# Pompano Landed in 30 Seconds.....



## fishin for pompanos (May 10, 2012)

Finally got a chance to go fishing again....I thought. So I threw my first line out and started walking to my second rig to throw it out. My wife pointed and I looked and had a hit already! One pompano in 30 seconds. Thought wow this is gonna be a good day. Not. So I threw my other lines out and you guessed it. Green slimy grass strikes again. Literally only fished about 15 minutes. Second hit was a baby shark. And third hit was another shark a little bigger. Reeled up, cleaned up and just sat and enjoyed the rest of the day. It was beautiful,Thanks JC. SORRY… about the date I put 5 instead of 6 for the month.


----------



## Simonj31 (Mar 6, 2014)

That's the first cast curse.

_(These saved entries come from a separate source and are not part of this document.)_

PR #1995, opened 2025-08-01
Implement `.name_spec = "inner"`

### LINKED ISSUE #1988: `name_spec` should support something like `zap_outer()`
A useful pattern is to provide outer names to `list_unchop()` for error message purposes, but you don't actually want them merged with the inner names and ending up in the resulting output.

For example, `case_when()` does something like this

```r
library(vctrs)

values <- list(
  `..1 (right)` = c(1, 2),
  `..2 (right)` = c("x", "y")
)
indices <- list(
  c(1, 2),
  c(3, 4)
)

list_unchop(
  values,
  indices = indices,
  error_arg = ""
)
#> Error in `list_unchop()`:
#> ! Can't combine `..1 (right)` <double> and `..2 (right)` <character>.
```

The problem is, when there aren't type errors this fails to due not having a `name_spec` provided

```r
library(vctrs)

values <- list(
  `..1 (right)` = c(1, 2),
  `..2 (right)` = c(3, 4)
)
indices <- list(
  c(1, 2),
  c(3, 4)
)

list_unchop(
  values,
  indices = indices,
  error_arg = ""
)
#> Error in `list_unchop()`:
#> ! Can't merge the outer name `..1 (right)` with a vector of length > 1.
```

I don't want the outer names in the output at all here, but I would like to retain the inner names if they exist.

None of the existing options for `name_spec` do what I'd like, and even if they did, they are slower than what I'd want, as I'm basically just asking that we ignore the outer names altogether and use the inner ones that exist with no extra manipulation on them. We don't need a function call or a glue spec for that.

``` r
library(vctrs)

# I don't actually want any names here
values <- list(
  `..1 (right)` = c(1, 2),
  `..2 (right)` = c(3, 4)
)
indices <- list(
  c(1, 2),
  c(3, 4)
)
list_unchop(
  values,
  indices = indices,
  error_arg = "",
  name_spec = function(outer, inner) as.character(inner)
)
#> 1 2 1 2 
#> 1 2 3 4
list_unchop(
  values,
  indices = indices,
  error_arg = "",
  name_spec = "{inner}"
)
#> 1 2 1 2 
#> 1 2 3 4
list_unchop(
  values,
  indices = indices,
  error_arg = "",
  name_spec = rlang::zap()
)
#> [1] 1 2 3 4

# I do want inner names here
values <- list(
  `..1 (right)` = c(a = 1, b = 2),
  `..2 (right)` = c(c = 3, d = 4)
)
indices <- list(
  c(1, 2),
  c(3, 4)
)
list_unchop(
  values,
  indices = indices,
  error_arg = "",
  name_spec = function(outer, inner) as.character(inner)
)
#> a b c d 
#> 1 2 3 4
list_unchop(
  values,
  indices = indices,
  error_arg = "",
  name_spec = "{inner}"
)
#> a b c d 
#> 1 2 3 4
list_unchop(
  values,
  indices = indices,
  error_arg = "",
  name_spec = rlang::zap()
)
#> [1] 1 2 3 4
```

I think what I want is something like

```r
structure(list(), "vctrs_zap_outer")
```

Which is like `rlang::zap()` but only zaps the outer names. 

The other benefit of this that I'd want to retain is that it should work with the fallback path, which `name_spec` typically cannot do (you get an error normally).

We'd need to support this in:
- vec_c
- list_unchop
- vec_rbind

DavisVaughan:
Closes #1988 
Branched from https://github.com/r-lib/vctrs/pull/1994

To ignore outer names (but use them in error messages), and retain inner names, see #1988 for rationale

Pretty easy implementation for this, and I'm very satisfied that this can function as a `.name_spec` that works for the fallback case as well. None of the others do, which can be a little frustrating sometimes when designing fully generic APIs.

---

There's only one thing to note. In `vec_rbind()` we previously disallowed this:

```r
vec_rbind(foo = data.frame(x = 1, row.names = "row"), .names_to = "id", .name_spec = zap())
```

i.e. when you set `.names_to = "id"` to consume the `foo` outer name and promote it to a column name, you can't also `zap()` the row names, which is supposed to zap both the outer and inner parts of the row names.

I think this is overly restrictive? I think we should just say "`.name_spec` only receives an outer name when `.names_to = NULL`, otherwise the outer name is consumed by the `.names_to` behavior". We don't have to restrict the behavior of `.name_spec` at all, and it is a little annoying that we do so right now.

You should be able to do the rbind call above. It's requesting:
- Promote the outer `foo` name to an element of a new `id` column
- Zap the inner `"row"` row name

I think this is a totally valid use case.

Similarly we are now going to allow all of these valid cases:

```r
# Zap `foo`, retain inner row names
vec_rbind(foo = data.frame(x = 1, row.names = "row"), .names_to = zap(), .name_spec = "inner")
# Promote `foo` to `id` column, retain inner row names
vec_rbind(foo = data.frame(x = 1, row.names = "row"), .names_to = "id", .name_spec = "inner")
# Let `.name_spec` handle `foo`, then `.name_spec` retains only inner row names
vec_rbind(foo = data.frame(x = 1, row.names = "row"), .names_to = NULL, .name_spec = "inner")
```

### DIFF
--- a/NEWS.md
+++ b/NEWS.md
@@ -1,5 +1,7 @@
 # vctrs (development version)
 
+* New `.name_spec = "inner"` option for `vec_c()`, `list_unchop()`, and `vec_rbind()`. This efficiently ignores all outer names, while retaining any inner names (#1988).
+
 * `list_unchop()` now works in an edge case with a single `NA` recycled to size 0 (#1989).
 
 * `list_unchop()` has gained new `size`, `default`, and `unmatched` arguments (#1982).
--- a/R/bind.R
+++ b/R/bind.R
@@ -44,16 +44,18 @@
 #'
 #'   `NULL` inputs are silently ignored. Empty (e.g. zero row) inputs
 #'   will not appear in the output, but will affect the derived `.ptype`.
-#' @param .names_to
-#' This controls what to do with input names supplied in `...`.
-#'   * By default, input names are [zapped][rlang::zap].
+#' @param .names_to This controls what to do with names on `...`:
 #'
-#'   * If a string, specifies a column where the input names will be
+#'   * By default, names on `...` are [zapped][rlang::zap] and do not appear
+#'     anywhere in the output.
+#'
+#'   * If a string, specifies a column where the names on `...` will be
 #'     copied. These names are often useful to identify rows with
 #'     their original input. If a column name is supplied and `...` is
 #'     not named, an integer column is used instead.
 #'
-#'   * If `NULL`, the input names are used as row names.
+#'   * If `NULL`, the outer names on `...` are instead merged with inner
+#'     row names on each element of `...` and are subject to `.name_spec`.
 #' @param .name_repair One of `"unique"`, `"universal"`, `"check_unique"`,
 #'   `"unique_quiet"`, or  `"universal_quiet"`. See [vec_as_names()] for the
 #'   meaning of these options.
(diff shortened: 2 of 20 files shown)


DavisVaughan:
Replaced by https://github.com/r-lib/vctrs/pull/2014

It was a pomp tough. So, that's a win!!


----------



## Jason (Oct 2, 2007)

At least ya got a dinner bell!


----------



## Catchemall (May 8, 2018)

They obviously had a great spawn, the most "fingerling" pompano I've ever seen this year. If only a small percentage survive, the next couple of years should be outstanding.


----------



## GROUPERKING (Sep 28, 2011)

It sure looks pretty out there ! I'm glad that you got to catch dinner before the grass shut you down.


----------